Wo ich das jetzt lese fällt mir auch auf das er wirklich läger brauch als der alte. Mich stöhrt das nicht aber die sollte das schon beheben.


----------



## KlawWarYoshi (15. Juli 2009)

hmm meiner brauch sage und schreibe 1,5 s....
was habt ihr nur wieder angestellt


----------



## diu_tesc_g.o. (15. Juli 2009)

KlawWarYoshi schrieb:


> hmm meiner brauch sage und schreibe 1,5 s....
> was habt ihr nur wieder angestellt



den haste dann bestimmt kaputt gemacht  und weist es nur noch nich


----------



## mumble_GLL (15. Juli 2009)

diu_tesc_g.o. schrieb:


> den haste dann bestimmt kaputt gemacht  und weist es nur noch nich




vllt. hast du ja etwas NICHT eingestellt und deiner ist kaputt. LOL

Nein, aber im Ernst, ist mir auch (negativ) aufgefallen.  
Sobald ich Firefox öffne, braucht er deutlich länger zum Laden der Seite(n).
Oft kommt es sogar vor, das Firefox die Seite(n) überhaupt nicht lädt 
und nach ca. 20-30 Sek. zeigt er mir: Die Seite kann nicht geladen werden...blah blah blah.
Muss dann erst wieder schließen, etwas warten und wieder neu starten (was nicht immer klappt) 
Da fand ich den letzten besser und der hatte auch keine Mucken gemacht. Mir ist leider auch aufgefallen, 
das viele meiner Firefox-Addons / Themes mit dieser Version nicht mehr laufen.
Und der IE8 funtzt auch iwie nicht mehr. Versucht zu laden, tut sich aber nix. 
Wenn ich ihn dann schliessen will hat er sich aufgehängt. Komisch
Naja, ich hoffe auf (Firefox)Besserung
_____________________________________



			Dieser Inhalt steht nur eingeloggten Mitgliedern zur Verfügung.


----------



## redangle2000 (15. Juli 2009)

Diese langen LAdezeitenkann ich nur Bestätigen.

Bei mir zuhause XP-Pro dauert es nur 1-2sek.
Bei meinem Vater XP-MCE2005 dauert es teilweise bis zu 2Minuten.

Temporäre Dateien (temp. Internet Dateien/von Java/ von Flash usw.) auf beiden Rechnern mit dem gleichen Progg gesäubert. Der einzig relevante Unterschied - ich P4 - er Athlon 64 X2. RAM haben wir die gleiche Menge - er sogar DDR2.

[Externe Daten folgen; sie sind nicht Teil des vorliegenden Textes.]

PR #130, opened 2025-09-22
refactor: Remove DAG scan state

Peeja:
Looks like we can get rid of this now. We have all the state we need in the presence (or not) of the CID, and we don't need to store error messages at this level, as they bubble out anyhow.


hannahhoward (changes requested):
so:
- I'm fine with getting ride of computed state that's actually a duplicate of other states
- I'm not fine with getting rid of data that contains actual new information that may change logic
- I believe getting rid of errors on the db will change logic

Retrying an upload after a read error while scanning a file will, unless I'm reading this wrong, reattempt to scan the same bad file, because there's no indicator that this FSEntry is no good. Moreover, it will attempt to re-dagscan all directory parents of that file, cause again, they aren't marked as no good.

I also believe actually this will prevent upload from ever completing, I think. Even on retry.

Long and short, I'm ok with getting rid of the state var but an FSEntry should only ever be run once (once you get past AwaitingChildren state) and the lack of a stored error means it may keep getting retried. maybe I'm missing something.

hannahhoward:
one way I would approach these is to ask yourself "could I actually produce the State() function from the remaining fields".

Awaiting children is a bit weird cause its a function of state stored on related models, but it's still there
Canceled doesn't mean anything -- you can just retry
Pending is just no cid 
Running is... not relevant at least for now, though we will have issues if we want to parallelize the operations here
Completed is just having a cid
Cancelled is effectively the same as pending
Failed is .... not something I can determine, unless there is a stored error -- and here's where I think it is important, because we don't want failed scans to run again.

hannahhoward (approved):

Peeja:
@hannahhoward Somehow your comment overwrote mine? I'm restoring mine to keep the flow, here's your reply:

---

> If the data has actually changed, the original data won't be scannable, but then this DAG scan won't attempt to rerun, because it won't show up in the FS scan.

Gonna run through the sequence of events as I see them, to make sure I'm not missing something:
- I start an upload, and do an FS Scan. In this scan, I encounter file `A`, make FSEntry `FS` for `A`, and then DAGScan `DS` for FSEntry `FS`
- By the time I get to running the DAGScan `DS`, someone has changed the file `A`. As such the checksum fails when running `DS` and DS does not generate a CID (but currently nothing is marked failed here). The error callback aborts the uplaod.
- I restart the upload, which does two things:
   - kick off a new FS Scan
   - startup the DAGScan worker, which immediately calls IncompleteDAGScansForUpload and begins processing IncompleteDAGScans
- The FS Scan will generate an FSEntry `FS′` for the new version of file `A`, and DAGScan `DS′` for FSEntry `FS′` -- DAGScan `DS′` will succeed now, which is great
- At the same time, the original DAGScan `DS` will get picked up by IncompleteDAGScansForUpload and run again, and fail again cause the checksum still doesn't match. This will happen every time the upload is restarted. This doesn't seem good to me -- we should instead mark permaneant failures with an error (you're right that transient access errors shouldn't be recorded cause the DAGScan itself is retryable) 

Sorry to keep going back and forth on this but I believe there is a class of permaneant errors we want to mark an error for, so that the DAGScan is not retried again just to fail again for the same reason.

Peeja:
> * At the same time, the original DAGScan `DS` will get picked up by IncompleteDAGScansForUpload and run again, and fail again cause the checksum still doesn't match.

Ah, no it won't, because it won't exist anymore. [We delete the DAG scan if it's bad.](https://github.com/storacha/guppy/pull/130/files#diff-7336af42658884d136a0c1cb0daf7f3548d7ed518bb1d5b6bb1de35f79fd14b7R186) That's the point of this PR: we don't need to track the DAG scan state, because we just delete bad ones, because we're not using the old data for anything.

PR #131, opened 2025-09-22
feat: Use better colors for upload progress

Peeja:
Colors are still Storachan, but look a little less error-y.

Also throw in a fancy spinner thing I did over the weekend on a lark because, I mean, why not.


hannahhoward (approved):
LGTM. THIS IS SO COOL!!!

PR #133, opened 2025-09-29
chore: Use Cobra

Peeja:
Also uses Viper, but I haven't actualy tried using it yet. I just let the code generator add it.

#### PR Dependency Tree

* **PR #133** 👈


cmd/largeUpload.go
```diff
@@ -0,0 +1,35 @@
...
+
+package cmd
+
+import (
+	"github.com/spf13/cobra"
+	"github.com/storacha/guppy/cmd/internal/largeupload"
+)
+
+var largeUploadCmd = &cobra.Command{
+	Use:   "large-upload",
```
frrist, line 11: looks like this expects a single argument(?)
`Args:  cobra.ExactArgs(1),` is nice for this.

Edit: I see it's already be used elsewhere, nice!

cmd/largeUpload.go
```diff
@@ -0,0 +1,35 @@
...
+		if err != nil {
+			return err
+		}
+
+		resumeUpload, err := cmd.Flags().GetBool("resume")
+		if err != nil {
+			return err
+		}
+
+		root := cmd.Flags().Arg(0)
```
frrist, line 24: may want to ensure this value isn't empty?

cmd/largeUpload.go
```diff
@@ -0,0 +1,35 @@
...
+
+		return largeupload.Action(cmd.Context(), space, resumeUpload, root)
+	},
+}
+
+func init() {
+	rootCmd.AddCommand(largeUploadCmd)
+
+	largeUploadCmd.Flags().String("space", "", "DID of the space to upload to")
+	largeUploadCmd.Flags().Bool("resume", false, "Resume a previously interrupted upload")
```
frrist, line 34: `StringVar`, `BoolVar`, `<Type>Var` might be nice here for simpler flag parsing.

cmd/largeUpload.go
```diff
@@ -0,0 +1,35 @@
...
+		root := cmd.Flags().Arg(0)
+
+		return largeupload.Action(cmd.Context(), space, resumeUpload, root)
+	},
+}
+
+func init() {
+	rootCmd.AddCommand(largeUploadCmd)
+
+	largeUploadCmd.Flags().String("space", "", "DID of the space to upload to")
```
frrist, line 33: Might want to make this required. iirc there is a cobra command for this.

cmd/root.go
```diff
@@ -0,0 +1,55 @@
...
+		viper.SetConfigFile(cfgFile)
+	} else {
+		// Find home directory.
+		home, err := os.UserHomeDir()
+		cobra.CheckErr(err)
+
+		// Search config in home directory with name ".guppy" (without extension).
+		viper.AddConfigPath(home)
+		viper.SetConfigType("yaml")
+		viper.SetConfigName(".guppy")
```
frrist, line 46: Consider using `os.UserConfigDir()` instead for a more standard config location (we do this over in Piri). e.g. on unix systems this is: `$HOME/.config`, could then have a nest dir called `guppy` containing configuration related stated.

cmd/root.go
```diff
@@ -0,0 +1,55 @@
...
+}
+
+func init() {
+	cobra.OnInitialize(initConfig)
+
+	rootCmd.PersistentFlags().StringVar(&cfgFile, "config", "", "config file (default is $HOME/.guppy.yaml)")
+}
+
+// initConfig reads in config file and ENV variables if set.
+func initConfig() {
```
frrist, line 34: To simplify things I'd consider introducing configuration (files) in a follow on. Using a mixture of vipers different binding methods, which work with cobra: https://github.com/spf13/viper?tab=readme-ov-file#working-with-flags

cmd/up.go
```diff
@@ -0,0 +1,66 @@
...
+	rootCmd.AddCommand(upCmd)
+
+	upCmd.Flags().String("space", "", "DID of the space to upload to")
+	upCmd.Flags().String("proof", "", "Path to archive (CAR) containing UCAN proofs for the operation")
+	upCmd.Flags().StringP("car", "c", "", "Path to CAR file to upload")
+
+	upCmd.Flags().BoolP("hidden", "H", false, "Include paths that start with \".\"")
+	upCmd.Flags().BoolP("json", "j", false, "Format as newline delimited JSON")
+	upCmd.Flags().BoolP("verbose", "v", false, "Output more details")
+	upCmd.Flags().Bool("wrap", true, "Wrap single input file in a directory (Has no effect on directory or CAR uploads. Use --wrap false to disable)")
```
frrist, line 64: nit: this probably existed before this change, but UX preference to avoid flags with a default value of true as it makes their usage confusing imo.

cmd/whoami.go
```diff
@@ -0,0 +1,23 @@
...
+	"fmt"
+
+	"github.com/spf13/cobra"
+	"github.com/storacha/guppy/internal/cmdutil"
+)
+
+var whoamiCmd = &cobra.Command{
+	Use:   "whoami",
+	Short: "Print information about the local agent",
+	Long:  "Prints information about the local agent.",
```
frrist, line 13: might be worth just dropping the `Long` def.

cmd/up.go
frrist: Also might want to make the `--car` and `--wrap` flags mutually exclusive: `cobra.MarkFlagsMutuallyExclusive("car", "warp")` does this I think.

frrist (commented):
left some drive-by comments, good stuff!

Peeja (commented):
@frrist Made changes!

cmd/up.go
```diff
@@ -0,0 +1,42 @@
...
+	rootCmd.AddCommand(upCmd)
+
+	upCmd.Flags().StringVar(&upFlags.spaceDID, "space", "", "DID of the space to upload to")
+	upCmd.Flags().StringVar(&upFlags.proofPath, "proof", "", "Path to archive (CAR) containing UCAN proofs for the operation")
+	upCmd.Flags().StringVarP(&upFlags.carPath, "car", "c", "", "Path to CAR file to upload")
+
+	upCmd.Flags().BoolVarP(&upFlags.hidden, "hidden", "H", false, "Include paths that start with \".\"")
+	upCmd.Flags().BoolVarP(&upFlags.json, "json", "j", false, "Format as newline delimited JSON")
+	upCmd.Flags().BoolVarP(&upFlags.verbose, "verbose", "v", false, "Output more details")
+	upCmd.Flags().BoolVar(&upFlags.wrap, "wrap", true, "Wrap single input file in a directory (Has no effect on directory or CAR uploads. Use --wrap false to disable)")
```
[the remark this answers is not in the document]
Peeja: No no, I mean I'm *literally* removing the entire command in the next PR. 😄 We don't need Guppy to do the JS-client-style upload, and it's currently somewhat broken anyway.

Also ich kann mir nicht erklären, wieso es bei Ihm immer so ewig dauert.
Hoffen wa mal das ein Update von FF dies behebt.


----------



## riedochs (15. Juli 2009)

Ich kann jetzt nicht feststellen der länger lädt als sonst.


----------



## Progs-ID (15. Juli 2009)

redangle2000 schrieb:


> Diese langen LAdezeitenkann ich nur Bestätigen.
> 
> Bei mir zuhause XP-Pro dauert es nur 1-2sek.
> Bei meinem Vater XP-MCE2005 dauert es teilweise bis zu 2Minuten.
> ...


Normalerweise sollte es bei ihm schneller gehen, als bei dir. Was ist das denn für eine komische Windowsversion?


----------



## .Mac (15. Juli 2009)

Ich bin sowieso ziemlich enttäuscht von der 3.5, wenn man Steam neben FF am laufen hat kann man einen "Group Officer" Bug in der oberen rechten Hälfte sehen, mit der 3.0 war das nicht der Fall, und mit dem Standart Aero Theme von Vista macht die 3.5 auch Probleme, sobald ich FF starte wechselt die Tasbar in den Standart Vista Theme(Ohne Aero), und wenn FF geschlossen ist geht alles wieder normal weiter.

Und wirklich schneller ist die 3.5 auch nicht, nur bei yougamers.com ist die 3.5 wesentlich schneller.


----------



## Webstyler (15. Juli 2009)

Also ich nutze auch FF 3.5 und kann nichts von den Sachen feststellen, nutze FF auf Win Vista und Ubuntu.

Minimal klemmt es mal hier mal da, aber das hatte cih mit den vorherigen versionen auch.


----------



## Kamino99 (15. Juli 2009)

Ich habe Windows XP Home auf AMD Athlon 2,8 Ghz und habe auch dieses Problem. 
Ich weiß, dass mein PC nicht der schnellste ist und in die Jahre gekommen ist.  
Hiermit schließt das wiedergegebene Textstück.